**EXERCISE PROMPT**
Output must match the data below exactly from its first line through the line that contains "abemscac, line 65: Hi @sampullman", with no other line.

□ □ □ □ □

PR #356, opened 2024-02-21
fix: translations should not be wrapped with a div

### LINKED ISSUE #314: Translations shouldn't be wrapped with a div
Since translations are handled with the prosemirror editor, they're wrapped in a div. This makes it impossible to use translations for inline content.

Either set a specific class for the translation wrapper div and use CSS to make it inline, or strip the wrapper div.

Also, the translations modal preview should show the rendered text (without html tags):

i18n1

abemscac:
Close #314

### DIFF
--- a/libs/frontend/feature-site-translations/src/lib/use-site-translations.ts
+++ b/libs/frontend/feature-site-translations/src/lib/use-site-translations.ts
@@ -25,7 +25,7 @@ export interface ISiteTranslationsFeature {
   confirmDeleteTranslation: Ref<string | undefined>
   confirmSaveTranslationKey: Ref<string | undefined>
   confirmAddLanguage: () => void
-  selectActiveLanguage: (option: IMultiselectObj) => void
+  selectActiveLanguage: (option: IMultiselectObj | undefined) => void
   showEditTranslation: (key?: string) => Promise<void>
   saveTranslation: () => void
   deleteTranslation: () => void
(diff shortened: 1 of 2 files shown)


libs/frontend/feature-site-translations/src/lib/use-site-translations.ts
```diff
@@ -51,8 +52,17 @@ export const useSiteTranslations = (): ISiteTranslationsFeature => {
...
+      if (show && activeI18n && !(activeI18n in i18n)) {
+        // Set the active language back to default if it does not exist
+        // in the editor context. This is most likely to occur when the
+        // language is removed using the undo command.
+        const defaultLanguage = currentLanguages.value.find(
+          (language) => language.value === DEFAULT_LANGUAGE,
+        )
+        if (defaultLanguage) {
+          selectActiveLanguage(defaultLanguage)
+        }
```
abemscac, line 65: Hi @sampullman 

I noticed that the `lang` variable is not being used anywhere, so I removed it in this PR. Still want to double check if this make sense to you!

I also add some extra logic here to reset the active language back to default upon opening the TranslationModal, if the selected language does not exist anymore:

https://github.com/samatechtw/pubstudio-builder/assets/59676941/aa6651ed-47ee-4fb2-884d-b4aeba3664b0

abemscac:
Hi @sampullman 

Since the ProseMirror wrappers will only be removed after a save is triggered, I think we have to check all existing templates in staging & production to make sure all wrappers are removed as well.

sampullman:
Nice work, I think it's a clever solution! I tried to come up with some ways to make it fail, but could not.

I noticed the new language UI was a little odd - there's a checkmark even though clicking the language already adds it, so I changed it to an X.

□ □ □ □ □

**SOLUTION FOR THIS PROBLEM**
PR #356, opened 2024-02-21
fix: translations should not be wrapped with a div

### LINKED ISSUE #314: Translations shouldn't be wrapped with a div
Since translations are handled with the prosemirror editor, they're wrapped in a div. This makes it impossible to use translations for inline content.

Either set a specific class for the translation wrapper div and use CSS to make it inline, or strip the wrapper div.

Also, the translations modal preview should show the rendered text (without html tags):

i18n1

abemscac:
Close #314

### DIFF
--- a/libs/frontend/feature-site-translations/src/lib/use-site-translations.ts
+++ b/libs/frontend/feature-site-translations/src/lib/use-site-translations.ts
@@ -25,7 +25,7 @@ export interface ISiteTranslationsFeature {
   confirmDeleteTranslation: Ref<string | undefined>
   confirmSaveTranslationKey: Ref<string | undefined>
   confirmAddLanguage: () => void
-  selectActiveLanguage: (option: IMultiselectObj) => void
+  selectActiveLanguage: (option: IMultiselectObj | undefined) => void
   showEditTranslation: (key?: string) => Promise<void>
   saveTranslation: () => void
   deleteTranslation: () => void
(diff shortened: 1 of 2 files shown)


libs/frontend/feature-site-translations/src/lib/use-site-translations.ts
```diff
@@ -51,8 +52,17 @@ export const useSiteTranslations = (): ISiteTranslationsFeature => {
...
+      if (show && activeI18n && !(activeI18n in i18n)) {
+        // Set the active language back to default if it does not exist
+        // in the editor context. This is most likely to occur when the
+        // language is removed using the undo command.
+        const defaultLanguage = currentLanguages.value.find(
+          (language) => language.value === DEFAULT_LANGUAGE,
+        )
+        if (defaultLanguage) {
+          selectActiveLanguage(defaultLanguage)
+        }
```
abemscac, line 65: Hi @sampullman 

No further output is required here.